Security failure
Prompt Injection
Malicious or unintended instructions embedded in user input, retrieved content, or tool output that override system behavior.
What failed
Prompt injection is a security failure mode where an AI system follows malicious, untrusted, or unintended instructions embedded in user input, retrieved documents, tool outputs, webpages, emails, or other external content. The injected instruction attempts to override the system intended behavior.
Architecture context
RAG systems, browser agents, email assistants, document summarizers, customer support tools, autonomous research agents, coding agents, and any workflow where the model reads untrusted content.
Impact
Prompt injection can cause an AI system to reveal sensitive information, ignore policy, execute unsafe tool calls, alter outputs, exfiltrate data, or mislead users. The risk increases when agents consume untrusted content and have access to tools, credentials, private data, or write actions.
Symptoms
- The model follows instructions found inside retrieved content instead of system instructions.
- The model reveals hidden prompts or sensitive context.
- The agent performs an action unrelated to the original user intent.
- The response includes strange instructions, hidden text, or attacker-controlled content.

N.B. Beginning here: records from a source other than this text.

PR #784, opened 2018-09-21
[DA-728] Add exception list for service account from key deletion

wangy70:
Add key deletion exception for redlock-read-only-stable and circle-deploy in staging config.
Add key deletion exception for circle-deploy in test config.

### DIFF
--- a/rest-api/config.py
+++ b/rest-api/config.py
@@ -51,6 +51,9 @@ REQUIRED_CONFIG_KEYS = [BIOBANK_SAMPLES_BUCKET_NAME]
 
 DAYS_TO_DELETE_KEYS = "days_to_delete_keys"
 
+# service accounts exception from key deletion
+SERVICE_ACCOUNT_KEYS = "service_account_keys"
+
 # Overrides for testing scenarios
 CONFIG_OVERRIDES = {}
 
--- a/rest-api/config.py
+++ b/rest-api/config.py
@@ -52,7 +52,7 @@ REQUIRED_CONFIG_KEYS = [BIOBANK_SAMPLES_BUCKET_NAME]
 DAYS_TO_DELETE_KEYS = "days_to_delete_keys"
 
 # service accounts exception from key deletion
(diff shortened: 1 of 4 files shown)


rest-api/config.py
```diff
@@ -51,6 +51,9 @@
 
 DAYS_TO_DELETE_KEYS = "days_to_delete_keys"
 
+# service accounts exception from key deletion
+SERVICE_ACCOUNT_KEYS = "service_account_keys"
```
danqrodney: I would rename the constant name and value to "service_accounts_with_long_lived_keys" or something, to make it clear what this means.

rest-api/offline/sa_key_remove.py
```diff
@@ -9,6 +9,7 @@
 
 def delete_service_account_keys():
   days_to_delete = config.getSetting(config.DAYS_TO_DELETE_KEYS)
+  service_account_keys = config.getSetting(config.SERVICE_ACCOUNT_KEYS)
```
danqrodney: I believe this should be:

service_account_keys = config.getSettingList(config.SERVICE_ACCOUNT_KEYS, default=[])

getSettingList() allows us to return lists instead of individual values; default ensures this doesn't fail if the config setting is missing. (Which it would be for everything but test and staging.)

rest-api/offline/sa_key_remove.py
```diff
@@ -31,6 +32,8 @@ def delete_service_account_keys():
 
           for key in keys:
             keyname = key['name']
+            if keyname in service_account_keys:
```
danqrodney: So I may be wrong here, but I think what we're looking to compare is account['email'], not key['name']. You should replace the logic on line 25 above with this.

Seeker1911: correct. key['name'] is the "human readable" form i.e. `configurator` or `App Engine default`

wangy70:
It's the codacy review, line too long. I just fixed and submitted.

PR #790, opened 2018-09-25
[DA-743] add awardee description to ops api readme

wangy70:


opsdataAPI.md
```diff
@@ -161,7 +161,41 @@ For enumeration fields, the following values are defined:
         `HLS_AND_ONE_OTHER_RACE`, `HLS_AND_MORE_THAN_ONE_OTHER_RACE`, `MORE_THAN_ONE_RACE`,
   		`OTHER_RACE`, `PREFER_NOT_TO_SAY`
 
-Note: hpoId maps to awardee. If awardee is set in a request, hpoId is updated and vice versa.
+`awardee`: `UNSET` , `AZ_TUCSON` , `CAL_PMC` , `CHEROKEE` , `COLUMBIA` , `COMM_HEALTH` , `EAU_CLAIRE` , `EMSI` ,
```
danqrodney: My only concern with this is that when we add awardees in future, this documentation is going to have to get updated. I'm curious whether we could instead link out to:

https://github.com/all-of-us/raw-data-repository/blob/master/rest-api/data/awardees.csv

wangy70: Yes, that will save a lot of work, I will update it.

PR #791, opened 2018-09-25
Mm/physical measurement db changes

Seeker1911:


rest-api/alembic/versions/ceb7e48928a9_add_cancelled_to_pm.py
```diff
@@ -0,0 +1,62 @@
...
+
+
+def downgrade(engine_name):
+    globals()["downgrade_%s" % engine_name]()
+
+
+
+def upgrade_rdr():
+    # ### commands auto generated by Alembic - please adjust! ###
+    op.add_column('physical_measurements', sa.Column('cancelled_status', model.utils.Enum(PhysicalMeasurementsStatus), nullable=True))
```
danqrodney: Should this just be "status" with a default of COMPLETED? What will it be set to if the PM isn't cancelled? What will it be set to if the PM gets amended?

Note there's also the existing "final" field on PMs -- when you amend PMs, that gets set to false on the original row. Do we want to keep it set to true for cancelled PMs?

rest-api/model/measurements.py
```diff
@@ -33,6 +34,9 @@ class PhysicalMeasurements(Base):
   finalizedUsername = Column('finalized_username', String(255))
   logPosition = relationship('LogPosition')
   finalized = Column('finalized', UTCDateTime)
+  cancelledStatus = Column('cancelled_status', Enum(PhysicalMeasurementsStatus))
+  cancelledUsername = Column('cancelled_username', String(255))
```
danqrodney: Probably add cancelledSiteId here too?

Seeker1911: done

rest-api/alembic/versions/ceb7e48928a9_add_cancelled_to_pm.py
Seeker1911: When a PM is amended we set 'status' = 'amended'. I was trying to avoid any possible key errors with this. I do think final would be true on cancelled PM's. Do you think we should just use status here (it was my first choice) until I saw the _update_amended function in the DAO. I could make sure there are no conflicts in tests. What are your thoughts ?

rest-api/model/measurements.py
```diff
@@ -33,6 +34,10 @@ class PhysicalMeasurements(Base):
...
+  cancelledSiteId = Column('cancelled_site_id', Integer, ForeignKey('site.site_id'))
```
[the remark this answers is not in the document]
Seeker1911: done, and changed cancelled_status to status

rest-api/participant_enums.py
```diff
@@ -26,9 +26,12 @@
 TEST_HPO_ID = 19
 
 class PhysicalMeasurementsStatus(messages.Enum):
-  """The state of the participant's physical measurements"""
+  """The state of the participant's physical measurements.
+  Amended measurements will be null, a restored measuremnent will be UNSET."""
```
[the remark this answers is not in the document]
Seeker1911: done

- The system ignores safety rules after reading a document or webpage.
Detection signals
- Presence of instruction-like text in retrieved content.
- Sudden behavior changes after external content is loaded.
- Attempts to reveal prompts, credentials, or memory.
- Tool calls triggered by untrusted content rather than user intent.
- Policy violations linked to specific documents, URLs, or messages.
Mitigations
- Separate trusted instructions from untrusted content.
- Restrict tool permissions based on context.
- Add confirmation for sensitive actions.
- Sanitize or label retrieved content.
- Use policy checks before tool execution.
- Prevent external content from controlling system behavior.
- Add red-team tests for prompt injection.